Saved data entries
PR #194, opened 2017-12-04
Use JATS for APS

### LINKED ISSUE #184: Use more metadata from APS
## Expected Behavior

Currently, the APS spider is only using the metadata provided by the JSON API. Instead, it should use the full data present in the bagit format, which contains the fulltext in JATS format from which more metatadata can be extracted and also figures, that we might extract for Open Access papers.

szymonlopaciuk:
## Description
For APS open access papers use the JATS format to extract more information about the papers, such as references.

## Related Issue
closes #184 and #39

## Checklist:


hepcrawl/spiders/aps_spider.py
```diff
@@ -76,53 +77,24 @@ def start_requests(self):
...
-            record.add_value('collections', ['HEP', 'Citeable', 'Published'])
-
-            parsed_item = ParsedItem(
-                record=record.load_item(),
-                record_format='hepcrawl',
-            )
-
-            yield parsed_item
+            if doi:
+                request = Request(url='{}/{}'.format(self.aps_base_url, doi),
```
michamos: you should also attach the `xml` file (as a `hidden` `fulltext`) to the record with `add_document`.

szymonlopaciuk: How do I know the `key`? Do I have to attach the file myself using `invenio-records-files`, or do we already have a facility for this somewhere in Inspire?

michamos: the key should be the file name

hepcrawl/parsers/jats.py
```diff
@@ -507,53 +516,98 @@ def get_reference(self, ref_node):
...
+        Args:
+            collaboration (string): collaboration name
 
-        return builder.obj
+        Returns:
+            string: sanitized collaboration name
+        """
+        if collaboration.startswith('(') and collaboration.endswith(')'):
+            collaboration = collaboration[1:-1]
+        collaboration = re.sub(r'\sCollaboration', '', collaboration)
```
michamos: this is already handled by the builder. The parentheses handling seems more generally useful, and should be handled there too.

> [PROBLEM DETAILS]:
Whatever appears in the data above must be copied word for word.

> [RESPONSE FOR THIS EXERCISE]:
PR #194, opened 2017-12-04
Use JATS for APS

### LINKED ISSUE #184: Use more metadata from APS
## Expected Behavior

Currently, the APS spider is only using the metadata provided by the JSON API. Instead, it should use the full data present in the bagit format, which contains the fulltext in JATS format from which more metatadata can be extracted and also figures, that we might extract for Open Access papers.

szymonlopaciuk:
## Description
For APS open access papers use the JATS format to extract more information about the papers, such as references.

## Related Issue
closes #184 and #39

## Checklist:


hepcrawl/spiders/aps_spider.py
```diff
@@ -76,53 +77,24 @@ def start_requests(self):
...
-            record.add_value('collections', ['HEP', 'Citeable', 'Published'])
-
-            parsed_item = ParsedItem(
-                record=record.load_item(),
-                record_format='hepcrawl',
-            )
-
-            yield parsed_item
+            if doi:
+                request = Request(url='{}/{}'.format(self.aps_base_url, doi),
```
michamos: you should also attach the `xml` file (as a `hidden` `fulltext`) to the record with `add_document`.

szymonlopaciuk: How do I know the `key`? Do I have to attach the file myself using `invenio-records-files`, or do we already have a facility for this somewhere in Inspire?

michamos: the key should be the file name

hepcrawl/parsers/jats.py
```diff
@@ -507,53 +516,98 @@ def get_reference(self, ref_node):
...
+        Args:
+            collaboration (string): collaboration name
 
-        return builder.obj
+        Returns:
+            string: sanitized collaboration name
+        """
+        if collaboration.startswith('(') and collaboration.endswith(')'):
+            collaboration = collaboration[1:-1]
+        collaboration = re.sub(r'\sCollaboration', '', collaboration)
```
michamos: this is already handled by the builder. The parentheses handling seems more generally useful, and should be handled there too.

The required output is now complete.